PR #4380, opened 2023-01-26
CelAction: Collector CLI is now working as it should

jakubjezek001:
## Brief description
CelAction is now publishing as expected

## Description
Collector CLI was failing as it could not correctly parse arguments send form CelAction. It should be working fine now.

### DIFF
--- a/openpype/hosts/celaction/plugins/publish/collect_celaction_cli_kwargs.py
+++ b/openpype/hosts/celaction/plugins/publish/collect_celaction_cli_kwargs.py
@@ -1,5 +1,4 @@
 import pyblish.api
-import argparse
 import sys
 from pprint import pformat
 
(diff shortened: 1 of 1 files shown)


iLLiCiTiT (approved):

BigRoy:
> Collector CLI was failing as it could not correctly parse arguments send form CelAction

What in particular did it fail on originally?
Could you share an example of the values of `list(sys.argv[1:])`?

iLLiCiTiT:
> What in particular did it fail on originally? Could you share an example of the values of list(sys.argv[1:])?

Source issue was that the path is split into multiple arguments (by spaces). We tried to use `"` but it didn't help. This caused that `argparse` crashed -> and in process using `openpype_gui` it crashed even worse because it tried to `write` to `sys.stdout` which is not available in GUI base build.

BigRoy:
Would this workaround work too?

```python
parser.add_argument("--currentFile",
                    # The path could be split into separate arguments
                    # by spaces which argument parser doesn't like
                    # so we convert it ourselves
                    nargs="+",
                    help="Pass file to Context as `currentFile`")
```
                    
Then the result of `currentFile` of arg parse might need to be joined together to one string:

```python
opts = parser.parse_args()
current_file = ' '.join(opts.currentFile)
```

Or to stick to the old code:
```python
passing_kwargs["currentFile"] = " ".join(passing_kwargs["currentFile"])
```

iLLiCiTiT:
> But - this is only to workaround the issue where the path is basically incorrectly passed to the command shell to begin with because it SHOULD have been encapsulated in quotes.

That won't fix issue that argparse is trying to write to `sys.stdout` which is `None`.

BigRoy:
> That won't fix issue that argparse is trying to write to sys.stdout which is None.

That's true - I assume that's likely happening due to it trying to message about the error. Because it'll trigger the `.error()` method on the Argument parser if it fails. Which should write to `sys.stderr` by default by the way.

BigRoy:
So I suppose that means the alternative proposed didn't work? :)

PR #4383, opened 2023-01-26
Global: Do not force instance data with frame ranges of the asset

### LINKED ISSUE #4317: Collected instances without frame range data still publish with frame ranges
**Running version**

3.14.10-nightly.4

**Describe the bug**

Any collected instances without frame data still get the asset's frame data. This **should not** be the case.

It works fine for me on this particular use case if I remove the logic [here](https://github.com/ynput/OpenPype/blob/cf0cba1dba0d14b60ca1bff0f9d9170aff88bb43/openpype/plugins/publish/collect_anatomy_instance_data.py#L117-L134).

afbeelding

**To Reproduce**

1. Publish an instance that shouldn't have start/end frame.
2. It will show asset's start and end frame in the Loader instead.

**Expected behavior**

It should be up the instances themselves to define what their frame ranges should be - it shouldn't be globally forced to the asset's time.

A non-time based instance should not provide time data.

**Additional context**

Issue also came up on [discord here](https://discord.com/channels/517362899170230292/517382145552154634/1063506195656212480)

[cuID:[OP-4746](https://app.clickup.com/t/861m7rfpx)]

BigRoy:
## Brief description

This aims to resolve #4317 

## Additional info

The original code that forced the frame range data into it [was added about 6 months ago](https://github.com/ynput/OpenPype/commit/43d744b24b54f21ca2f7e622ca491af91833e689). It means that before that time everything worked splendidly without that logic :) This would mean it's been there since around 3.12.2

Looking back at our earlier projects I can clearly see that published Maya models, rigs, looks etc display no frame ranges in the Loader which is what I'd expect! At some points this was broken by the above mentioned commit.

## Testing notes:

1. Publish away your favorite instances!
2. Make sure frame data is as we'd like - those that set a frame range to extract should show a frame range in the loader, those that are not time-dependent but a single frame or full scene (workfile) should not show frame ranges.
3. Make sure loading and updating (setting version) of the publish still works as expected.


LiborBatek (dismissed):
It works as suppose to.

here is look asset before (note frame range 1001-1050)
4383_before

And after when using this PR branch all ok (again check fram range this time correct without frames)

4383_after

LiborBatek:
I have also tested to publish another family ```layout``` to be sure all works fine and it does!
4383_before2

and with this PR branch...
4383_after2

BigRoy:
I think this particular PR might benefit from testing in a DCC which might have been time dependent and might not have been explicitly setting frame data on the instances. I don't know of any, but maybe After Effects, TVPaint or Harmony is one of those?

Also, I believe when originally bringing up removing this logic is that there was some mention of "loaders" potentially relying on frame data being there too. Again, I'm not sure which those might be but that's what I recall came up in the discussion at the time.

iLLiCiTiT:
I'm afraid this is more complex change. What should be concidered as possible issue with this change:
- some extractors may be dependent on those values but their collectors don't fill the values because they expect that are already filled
——————————
Assignment.
Take the entries and print them exactly. Keep every line.

Answer for this exercise.
PR #4380, opened 2023-01-26
CelAction: Collector CLI is now working as it should

jakubjezek001:
## Brief description
CelAction is now publishing as expected

## Description
Collector CLI was failing as it could not correctly parse arguments send form CelAction. It should be working fine now.

### DIFF
--- a/openpype/hosts/celaction/plugins/publish/collect_celaction_cli_kwargs.py
+++ b/openpype/hosts/celaction/plugins/publish/collect_celaction_cli_kwargs.py
@@ -1,5 +1,4 @@
 import pyblish.api
-import argparse
 import sys
 from pprint import pformat
 
(diff shortened: 1 of 1 files shown)


iLLiCiTiT (approved):

BigRoy:
> Collector CLI was failing as it could not correctly parse arguments send form CelAction

What in particular did it fail on originally?
Could you share an example of the values of `list(sys.argv[1:])`?

iLLiCiTiT:
> What in particular did it fail on originally? Could you share an example of the values of list(sys.argv[1:])?

Source issue was that the path is split into multiple arguments (by spaces). We tried to use `"` but it didn't help. This caused that `argparse` crashed -> and in process using `openpype_gui` it crashed even worse because it tried to `write` to `sys.stdout` which is not available in GUI base build.

BigRoy:
Would this workaround work too?

```python
parser.add_argument("--currentFile",
                    # The path could be split into separate arguments
                    # by spaces which argument parser doesn't like
                    # so we convert it ourselves
                    nargs="+",
                    help="Pass file to Context as `currentFile`")
```
                    
Then the result of `currentFile` of arg parse might need to be joined together to one string:

```python
opts = parser.parse_args()
current_file = ' '.join(opts.currentFile)
```

Or to stick to the old code:
```python
passing_kwargs["currentFile"] = " ".join(passing_kwargs["currentFile"])
```

iLLiCiTiT:
> But - this is only to workaround the issue where the path is basically incorrectly passed to the command shell to begin with because it SHOULD have been encapsulated in quotes.

That won't fix issue that argparse is trying to write to `sys.stdout` which is `None`.

BigRoy:
> That won't fix issue that argparse is trying to write to sys.stdout which is None.

That's true - I assume that's likely happening due to it trying to message about the error. Because it'll trigger the `.error()` method on the Argument parser if it fails. Which should write to `sys.stderr` by default by the way.

BigRoy:
So I suppose that means the alternative proposed didn't work? :)

PR #4383, opened 2023-01-26
Global: Do not force instance data with frame ranges of the asset

### LINKED ISSUE #4317: Collected instances without frame range data still publish with frame ranges
**Running version**

3.14.10-nightly.4

**Describe the bug**

Any collected instances without frame data still get the asset's frame data. This **should not** be the case.

It works fine for me on this particular use case if I remove the logic [here](https://github.com/ynput/OpenPype/blob/cf0cba1dba0d14b60ca1bff0f9d9170aff88bb43/openpype/plugins/publish/collect_anatomy_instance_data.py#L117-L134).

afbeelding

**To Reproduce**

1. Publish an instance that shouldn't have start/end frame.
2. It will show asset's start and end frame in the Loader instead.

**Expected behavior**

It should be up the instances themselves to define what their frame ranges should be - it shouldn't be globally forced to the asset's time.

A non-time based instance should not provide time data.

**Additional context**

Issue also came up on [discord here](https://discord.com/channels/517362899170230292/517382145552154634/1063506195656212480)

[cuID:[OP-4746](https://app.clickup.com/t/861m7rfpx)]

BigRoy:
## Brief description

This aims to resolve #4317 

## Additional info

The original code that forced the frame range data into it [was added about 6 months ago](https://github.com/ynput/OpenPype/commit/43d744b24b54f21ca2f7e622ca491af91833e689). It means that before that time everything worked splendidly without that logic :) This would mean it's been there since around 3.12.2

Looking back at our earlier projects I can clearly see that published Maya models, rigs, looks etc display no frame ranges in the Loader which is what I'd expect! At some points this was broken by the above mentioned commit.

## Testing notes:

1. Publish away your favorite instances!
2. Make sure frame data is as we'd like - those that set a frame range to extract should show a frame range in the loader, those that are not time-dependent but a single frame or full scene (workfile) should not show frame ranges.
3. Make sure loading and updating (setting version) of the publish still works as expected.


LiborBatek (dismissed):
It works as suppose to.

here is look asset before (note frame range 1001-1050)
4383_before

And after when using this PR branch all ok (again check fram range this time correct without frames)

4383_after

LiborBatek:
I have also tested to publish another family ```layout``` to be sure all works fine and it does!
4383_before2

and with this PR branch...
4383_after2

BigRoy:
I think this particular PR might benefit from testing in a DCC which might have been time dependent and might not have been explicitly setting frame data on the instances. I don't know of any, but maybe After Effects, TVPaint or Harmony is one of those?

Also, I believe when originally bringing up removing this logic is that there was some mention of "loaders" potentially relying on frame data being there too. Again, I'm not sure which those might be but that's what I recall came up in the discussion at the time.

iLLiCiTiT:
I'm afraid this is more complex change. What should be concidered as possible issue with this change:
- some extractors may be dependent on those values but their collectors don't fill the values because they expect that are already filled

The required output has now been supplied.